Nonlinear Seismic Response of Tunnels in Longitudinally Inhomogeneous Strata Subjected to Obliquely Incident SV Waves

Xiaole Jiang¹, Jingqi Huang^2,*, Xu Zhao^1,*, Wenlong Ouyang³, Xianghui Zhao⁴
1 Key Laboratory of Urban Security and Disaster Engineering of Ministry of Education, Beijing University of Technology, Beijing, China
2 Beijing Key Laboratory of Urban Underground Space Engineering, School of Civil and Resource Engineering, University of Science and Technology Beijing, Beijing, China
3 China Resources Land (Wuhan) Co., Ltd., Wuhan, China
4 Xinjiang Academy of Transportation Sciences Co., Ltd., Urumgi, China
* Corresponding Author: Jingqi Huang. Email: email ; Xu Zhao. Email: email
(This article belongs to the Special Issue: Multiscale, Multifield, and Continuum-Discontinuum Analysis in Geomechanics )
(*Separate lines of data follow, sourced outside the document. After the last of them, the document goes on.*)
PR #496, opened 2021-01-24
add api endpoints for social and explore & tab routing

tarafanlin:
**NOTES - something we could discuss further to see if there is a better approach** 
- for fetching exploreSlates, @martinalong and I decided to move it to the top of server.js, so that it will only fetch once for all users until the next server reboot
- tab routing is set up for internal but not external. everything still works tho. @martinalong might walk me through query param later
- when you navigate to the peers tab / following slates tab, there would be about 1 sec delay, for fetching social stuff
Screen Shot 2021-01-23 at 5 28 00 PM


common/actions.js
```diff
@@ -98,7 +98,15 @@ export const getSlateById = async (data) => {
 
 export const getSlatesByIds = async (data) => {
   await Websockets.checkWebsocket();
-  return await returnJSON(`/api/slates/get`, {
+  return await returnJSON(`/api/v1/explore`, {
```
jimmylee, line 101: Are you sure nothing else is using `getSlatesByIds`?

jimmylee: Its okay to change the internals of a function if nothing else is using it. But then this function is named incorrectly then?

common/actions.js
```diff
@@ -98,7 +98,15 @@ export const getSlateById = async (data) => {
...
+    ...DEFAULT_OPTIONS,
+    body: JSON.stringify({ data }),
+  });
+};
+
+export const getSocial = async (data) => {
+  await Websockets.checkWebsocket();
```
jimmylee, line 108: Why do we need to checkWebsocket here? (cc: @martinalong)

components/core/Application.js
```diff
@@ -75,7 +75,9 @@ const SCENES = {
   ACTIVITY: <SceneActivity tab={0} />,
   EXPLORE: <SceneActivity tab={1} />,
   DIRECTORY: <SceneDirectory />,
-  PROFILE: <SceneProfile />,
+  PROFILE_FILES: <SceneProfile tab={0} />,
```
jimmylee, line 78: Nice!

pages/_/profile.js
```diff
@@ -51,7 +52,14 @@ export default class ProfilePage extends React.Component {
       <WebsitePrototypeWrapper title={title} description={description} url={url} image={image}>
         <WebsitePrototypeHeader />
         <div css={STYLES_ROOT}>
-          <Profile {...this.props} buttons={buttons} isOwner={false} external />
+          <Profile
```
jimmylee, line 55: Nice!

pages/api/slates/get.js
```diff
@@ -26,27 +26,14 @@ export default async (req, res) => {
...
-  } else {
-    const response = await Data.getSlateById({ id: req.body.data.id });
-    if (!response) {
-      return res.status(404).send({ decorator: "SERVER_GET_SLATE_NOT_FOUND", error: true });
-    }
-
-    if (response.error) {
-      return res.status(500).send({ decorator: "SERVER_GET_SLATE_NOT_FOUND", error: true });
-    }
+  const response = await Data.getSlateById({ id: req.body.data.id });
```
jimmylee, line 29: This is confusing, this old endpoint seems to have nothing wrong with it?

pages/api/v1/social.js
```diff
@@ -0,0 +1,48 @@
...
+
+  const r2 = await Serializers.doSubscribers({
+    users: [],
+    slates: [],
+    subscribers,
+    serializedUsersMap: r1.serializedUsersMap,
+    serializedSlatesMap: r1.serializedSlatesMap,
+  });
+
+  if (!subscriptions) {
```
jimmylee, line 27: Would be better to cancel the request sooner if the first one failed., the decorator looks like its copy and pasted and should be specific to this call

pages/api/slates/get.js
jimmylee: I don't think you need to modify this endpoint at all. You should just keep it the way it is.

jimmylee (changes requested):
Looking good! Nice work, I would not change `api/slates/get` and just add new functions instead. It seems like `api/slates/get` does exactly what it's supposed to

In fact if it is a publicly exposed route, you could call it from the client instead of making a whole new explore endpoint (if explore doesn't do anything special)

Does that make sense? Let me know if you need clarification.

common/actions.js
tarafanlin: actually I'm just following the format here. I could remove it.
but when do we need to checkWebsocket then?

jimmylee: We use WebSockets to deliver real time updates back to the browser really fast. We check if the WebSocket is alive so when we perform this action, we know we will receive a socket update instead of having to manually update the state of the react application.

I'm assuming these WebSocket checks ensure that we're still connected/reconnect, you might not need it for social!

pages/api/slates/get.js
tarafanlin: hmmm so original I set up this for explore. 
But I thought it might be better to separate it out bc it errors on line 7 when passing in an array.

tarafanlin: let me double check with Martina on this one

common/actions.js
martinalong: Yeah exactly what jim said. You need it if the endpoint it calls has something like "hydratePartialSlates" or "hydratePartialLibrary". That means it uses websockets to update the UI, and you want to make sure it checks (and if needed, reconnects) websockets before it makes the call. In this case, not necessary since the info just comes back in the response

common/actions.js
martinalong: So currently nothing is using this endpoint, but generally it's not a good idea to changes things like this. I don't think you are using this either tara so maybe change it back so that its behavior is predictable. 

FYI when you call Data.getSlatesById, it's not the same as this (which would be called with Actions.getSlatesById). Data.getSlatesById calls node_common/data/methods/get-slates-by-ids. Data is on the backend, Actions is on the front end

common/actions.js
martinalong: If you take a look at the other calls, you'll see that some of the functions in action.js have checkWebsocket and some don't. I left a note at the top explaining it

common/actions.js
```diff
@@ -98,7 +98,15 @@ export const getSlateById = async (data) => {
...
+  return await returnJSON(`/api/v1/social`, {
```
martinalong, line 109: I think since this is a user related api call, it should go under api/users, not api/v1 (v1 is for external apis I believe, like the ones the chrome extension uses). And maybe name it get-peers or something?

pages/api/slates/get.js
martinalong: Yeah don't change this. I think other things use the array version so this will break it. Basically I made this endpoint so that it works for both get (single) and get (multiple). Can you show me how it's erroring?

pages/api/v1/explore.js
```diff
@@ -0,0 +1,14 @@
+import * as Data from "~/node_common/data";
```
martinalong, line 1: since nothing is using this endpoint this can you remove this?

pages/api/v1/social.js
martinalong: @tarafanlin so when you're working with the backend code, you want to send different decorators for each error so that you know which error is happening when you get an error back. Take a look at the other files to get an idea of what I mean. 

The other thing is whenever you add a new decorator, you also should go to common/messages.js and add a corresponding message. This is how know which error message to show the user: when the frontend receives an error back from an api call, it passes it through this Events.hasError(response) function which triggers an alert if there is an error. That alert looks up the decorator in messages.js, and shows the corresponding alert message (or a generic alert message if not found)

server.js
```diff
@@ -61,6 +61,48 @@ const EXTERNAL_RESOURCES = {
...
+        "0ba92c73-92e7-4b00-900e-afae4856c9ea",
+      ],
+    });
+
+    for (let exploreSlate of exploreSlates) {
+      let user = await Data.getUserById({ id: exploreSlate.data.ownerId });
+      exploreSlate.username = user.username;
+    }
+  } else {
+    exploreSlates = await Data.getSlatesByIds({
```
martinalong, line 85: Keep in mind that this part may error for other people. Other people don't necessarily have the same slates and slateIds as you in their database. If you wanted to be safe, I would comment this out (so that you can use it to test if needed still) and return an empty array if not in production

common/actions.js
tarafanlin: I see. for the name maybe get-social? it's fetching peers and following slates

common/actions.js
tarafanlin: yep I know, I was just thinking that we could probably keep the endpoint just in case. 
I will change it back

pages/api/v1/social.js
tarafanlin: oh I finally see what you guys mean. 
the english word "subscriptions" and "subscribers" look too similar to me, I didn't realize the two are using the same decorator.

common/messages.js
```diff
@@ -188,6 +188,10 @@ export const error = {
   GET_USER_BY_USERNAME:
     "We weren't able to fetch information on that user. Please check your input",
   USER_NOT_FOUND: "We aren't able to locate that user at the moment. Please try again",
+  SERVER_USER_SUBSCRIPTIONS_NOT_FOUND:
+    "We weren't able to fetch information on that user. Please try again later",
```
jimmylee, line 192: Nice! Thanks for doing this :)

pages/api/users/get-social.js
```diff
@@ -0,0 +1,49 @@
...
+  }
+
+  if (subscribers.error) {
+    return res.status(500).send({ decorator: "SERVER_USER_SUBSCRIBERS_NOT_FOUND", error: true });
+  }
+
+  let serializedUsersMap = { [req.body.data.userId]: req.body.data };
+  let serializedSlatesMap = {};
+
+  const r1 = await Serializers.doSubscriptions({
```
jimmylee, line 28: I think this will work! Nice way to lay it all out :-)

pages/api/users/get-social.js
```diff
@@ -0,0 +1,49 @@
...
+    users: [],
+    slates: [],
+    subscriptions,
+    serializedUsersMap,
+    serializedSlatesMap,
+  });
+
+  const r2 = await Serializers.doSubscribers({
```
jimmylee, line 36: In the future when people are copy & pasting some of my code, it might be better to be more redundant, this reads like a sentence:

`const serializedSubscribers = await Serializers.doSubscribers();`

This is my fault, `r2` is a really bad variable name. But for the future, let's move towards naming things where people can read the behavior like they were reading a text message (within reason).

server.js
```diff
@@ -61,6 +61,49 @@ const EXTERNAL_RESOURCES = {
...
+  //   });
+
+  //   for (let exploreSlate of exploreSlates) {
+  //     let user = await Data.getUserById({ id: exploreSlate.data.ownerId });
+  //     exploreSlate.username = user.username;
+  //   }
+  // }
+};
+
+fetchExploreSlates();
```
jimmylee, line 105: This is a clever idea! We'll see how it goes :-)

jimmylee: why not `exploreSlates = await fetchExploreSlates()`; and `let exploreSlates = []`

jimmylee (changes requested):
Just one change I think you should make which is writing a function that doesn't return undefined and instead returns the data for assignment. The current function assigns a memory address and probably works but it does it as a side effect which isn't very resilient code.

server.js
tarafanlin: hmm I think "await" is only allowed in async function. 
if we put `exploreSlates = await fetchExploreSlates()` on top, it will error right?
unless you mean otherwise?

jimmylee: You should do it here then: 

```
  const listenServer = server.listen(Environment.PORT, async (e) => {
    if (e) throw e;
    Websocket.create();

    NodeLogging.log(`started on http://localhost:${Environment.PORT}`);
    
    exploreSlates = await fetchExploreSlates();
  });
  ```

jimmylee (approved):
LGTM, go ahead and merge @tarafanlin looks safe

Computer Modeling in Engineering & Sciences https://doi.org/10.32604/cmes.2026.078230

Received 26 December 2025; Accepted 16 February 2026; Published online 04 March 2026

Download PDF

Abstract

To address the complex seismic response of long tunnels longitudinally crossing heterogeneous geological formations, this study proposes a three-dimensional SV-wave oblique-incidence input method that accounts for the initial disturbance of the wave field induced by geological heterogeneity. The method transforms equivalent two-dimensional free-field responses into equivalent nodal forces applied at the boundaries of a 3D numerical model. A longitudinally heterogeneous “hard-soft-hard” site and tunnel system is established, in which the surrounding rock is modeled using the Mohr-Coulomb constitutive law, while the concrete lining is described by the concrete damaged plasticity model. The deformation patterns and failure mechanisms of the site-tunnel system under SV-wave excitation are systematically investigated. The results indicate that seismic damage under SV-wave loading is mainly concentrated in the soft-rock region. Failure of the soft surrounding rock induces pronounced sliding of the overlying hard rock, and the tunnel suffers severe damage due to the combined effects of soft-rock failure and strong ground shaking. Parametric analyses further show that smaller impedance ratios, larger soft-rock widths, and larger incidence angles significantly intensify the seismic response of the tunnel. The findings of this study provide valuable insights for the seismic design of tunnels crossing longitudinally heterogeneous geological formations.